══ Dataset entries

PR #3850, opened 2016-06-17
fix(avatar): prevent buttons from flashing

### LINKED ISSUE #3543: Clear icon appearance should not be delayed, causing a shift
STEPS TO REPRODUCE

1. Have an avatar set
1. Click change

ACTUAL RESULTS

1. Clear icon appears after a split second, shifting the three buttons over jarringly

EXPECTED RESULTS

1. All icons appear at the same time

delay

TDA:
Fixes #3543

Changes the display of the button from JavaScript Promise to just mustache rendering, thereby removing the flash.
@shane-tomlinson 
@ryanfeeley 
noflashavatar

### DIFF
--- a/app/scripts/templates/settings/avatar_change.mustache
+++ b/app/scripts/templates/settings/avatar_change.mustache
@@ -12,7 +12,9 @@
       <a href="#" id="file">{{#t}}Upload{{/t}}</a>
       <a href="/settings/avatar/camera" id="camera">{{#t}}Camera{{/t}}</a>
       <a href="/settings/avatar/gravatar_permissions" id="gravatar">{{#t}}Gravatar{{/t}}</a>
-      <a href="#" class="remove hidden">{{#t}}Clear{{/t}}</a>
+      {{#hasProfileImage}}
+      <a href="#" class="remove">{{#t}}Clear{{/t}}</a>
+      {{/hasProfileImage}}
     </nav>
 
     <div class="button-row">
--- a/app/scripts/views/settings/avatar_change.js
+++ b/app/scripts/views/settings/avatar_change.js
@@ -45,15 +45,17 @@ define(function (require, exports, module) {
       }
     },
 
+    context: function () {
+      var account = this.getSignedInAccount();
+      return {
+        'hasProfileImage': account.has('profileImageUrl')
+      };
+    },
+
     afterVisible: function () {
       var self = this;
       FormView.prototype.afterVisible.call(self);
-      return self.displayAccountProfileImage(self.getAccount())
-        .then(function () {
-          if (self.getAccount().has('profileImageUrl')) {
-            self.$('.remove').removeClass('hidden');
-          }
-        });
+      return self.displayAccountProfileImage(self.getAccount());
     },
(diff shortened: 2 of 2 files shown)


app/scripts/views/settings/avatar_change.js
```diff
@@ -45,15 +45,17 @@ define(function (require, exports, module) {
       }
     },
 
+    context: function () {
+      var account = this.getSignedInAccount();
```
shane-tomlinson: There may be some subtle avatar cache problems here. If the user signs in for the first time with an account that has an avatar, in theory the avatar may not be set by this point. `displayAccountProfileImage` fetches the profile. The reverse problem is also possible. If the user is signed in here, has a profile set, and removes the profile photo on another device, the clear button will be displayed.

I think in reality, this shouldn't be much of a problem if the user hits `/settings` first. Some testing is needed.

app/scripts/templates/settings/avatar_change.mustache
```diff
@@ -12,7 +12,9 @@
       <a href="#" id="file">{{#t}}Upload{{/t}}</a>
       <a href="/settings/avatar/camera" id="camera">{{#t}}Camera{{/t}}</a>
       <a href="/settings/avatar/gravatar_permissions" id="gravatar">{{#t}}Gravatar{{/t}}</a>
-      <a href="#" class="remove hidden">{{#t}}Clear{{/t}}</a>
+      {{#profileImage}}
```
shane-tomlinson: Rename `profileImage` to `hasProfileImage` to be more descriptive.

app/scripts/views/settings/avatar_change.js
TDA: Testing this on 3 instances of firefox, I do see the issue if we have the same page already open on another browser, but if i refresh/signin/goto settings, this doesnt seem to show up. So I am guessing this is alright? 
@shane-tomlinson

ryanfeeley:
👍

shane-tomlinson:
Here is a scenario we aren't handling:

1. User has two signed in browsers before avatar is set. Both browsers are open to /settings.
1. In browser A, user sets a profile photo.
1. In browser B, user clicks "Add".
1. Watch what happens (this is two browsers):

add-a-photo-funk

The user's new profile photo appears, but does *not* show the "clear" button.

Contrast this with master:
add-a-photo-current

The user's photo is displayed, as well as the "clear" button.

To ensure this doesn't regress, we need some slight additions to what you already have. After [the call displayAccountProfileImage completes](https://github.com/mozilla/fxa-content-server/pull/3850/files#diff-4170b02cafae3656dba3a0892df9e0dbR58), if the avatar photo has changed, we need to ensure ensure all the correct buttons are displayed. This could possibly be done by calling `self.render()`, or maybe there is some more focused way to update. We need to ensure two cases are handled: 1) user adds a profile photo in another browser, and 2) user deletes a profile photo in another browser.

TDA:
@shane-tomlinson Since we decided to kill that issue, would you be so kind to r this ? :)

════

## Task item
Restate each entry above word for word.

## Your response
PR #3850, opened 2016-06-17
fix(avatar): prevent buttons from flashing

### LINKED ISSUE #3543: Clear icon appearance should not be delayed, causing a shift
STEPS TO REPRODUCE

1. Have an avatar set
1. Click change

ACTUAL RESULTS

1. Clear icon appears after a split second, shifting the three buttons over jarringly

EXPECTED RESULTS

1. All icons appear at the same time

delay

TDA:
Fixes #3543

Changes the display of the button from JavaScript Promise to just mustache rendering, thereby removing the flash.
@shane-tomlinson 
@ryanfeeley 
noflashavatar

### DIFF
--- a/app/scripts/templates/settings/avatar_change.mustache
+++ b/app/scripts/templates/settings/avatar_change.mustache
@@ -12,7 +12,9 @@
       <a href="#" id="file">{{#t}}Upload{{/t}}</a>
       <a href="/settings/avatar/camera" id="camera">{{#t}}Camera{{/t}}</a>
       <a href="/settings/avatar/gravatar_permissions" id="gravatar">{{#t}}Gravatar{{/t}}</a>
-      <a href="#" class="remove hidden">{{#t}}Clear{{/t}}</a>
+      {{#hasProfileImage}}
+      <a href="#" class="remove">{{#t}}Clear{{/t}}</a>
+      {{/hasProfileImage}}
     </nav>
 
     <div class="button-row">
--- a/app/scripts/views/settings/avatar_change.js
+++ b/app/scripts/views/settings/avatar_change.js
@@ -45,15 +45,17 @@ define(function (require, exports, module) {
       }
     },
 
+    context: function () {
+      var account = this.getSignedInAccount();
+      return {
+        'hasProfileImage': account.has('profileImageUrl')
+      };
+    },
+
     afterVisible: function () {
       var self = this;
       FormView.prototype.afterVisible.call(self);
-      return self.displayAccountProfileImage(self.getAccount())
-        .then(function () {
-          if (self.getAccount().has('profileImageUrl')) {
-            self.$('.remove').removeClass('hidden');
-          }
-        });
+      return self.displayAccountProfileImage(self.getAccount());
     },
(diff shortened: 2 of 2 files shown)


app/scripts/views/settings/avatar_change.js
```diff
@@ -45,15 +45,17 @@ define(function (require, exports, module) {
       }
     },
 
+    context: function () {
+      var account = this.getSignedInAccount();
```
shane-tomlinson: There may be some subtle avatar cache problems here. If the user signs in for the first time with an account that has an avatar, in theory the avatar may not be set by this point. `displayAccountProfileImage` fetches the profile. The reverse problem is also possible. If the user is signed in here, has a profile set, and removes the profile photo on another device, the clear button will be displayed.

I think in reality, this shouldn't be much of a problem if the user hits `/settings` first. Some testing is needed.

app/scripts/templates/settings/avatar_change.mustache
```diff
@@ -12,7 +12,9 @@
       <a href="#" id="file">{{#t}}Upload{{/t}}</a>
       <a href="/settings/avatar/camera" id="camera">{{#t}}Camera{{/t}}</a>
       <a href="/settings/avatar/gravatar_permissions" id="gravatar">{{#t}}Gravatar{{/t}}</a>
-      <a href="#" class="remove hidden">{{#t}}Clear{{/t}}</a>
+      {{#profileImage}}
```
shane-tomlinson: Rename `profileImage` to `hasProfileImage` to be more descriptive.

app/scripts/views/settings/avatar_change.js
TDA: Testing this on 3 instances of firefox, I do see the issue if we have the same page already open on another browser, but if i refresh/signin/goto settings, this doesnt seem to show up. So I am guessing this is alright? 
@shane-tomlinson

ryanfeeley:
👍

shane-tomlinson:
Here is a scenario we aren't handling:

1. User has two signed in browsers before avatar is set. Both browsers are open to /settings.
1. In browser A, user sets a profile photo.
1. In browser B, user clicks "Add".
1. Watch what happens (this is two browsers):

add-a-photo-funk

The user's new profile photo appears, but does *not* show the "clear" button.

Contrast this with master:
add-a-photo-current

The user's photo is displayed, as well as the "clear" button.

To ensure this doesn't regress, we need some slight additions to what you already have. After [the call displayAccountProfileImage completes](https://github.com/mozilla/fxa-content-server/pull/3850/files#diff-4170b02cafae3656dba3a0892df9e0dbR58), if the avatar photo has changed, we need to ensure ensure all the correct buttons are displayed. This could possibly be done by calling `self.render()`, or maybe there is some more focused way to update. We need to ensure two cases are handled: 1) user adds a profile photo in another browser, and 2) user deletes a profile photo in another browser.

TDA:
@shane-tomlinson Since we decided to kill that issue, would you be so kind to r this ? :)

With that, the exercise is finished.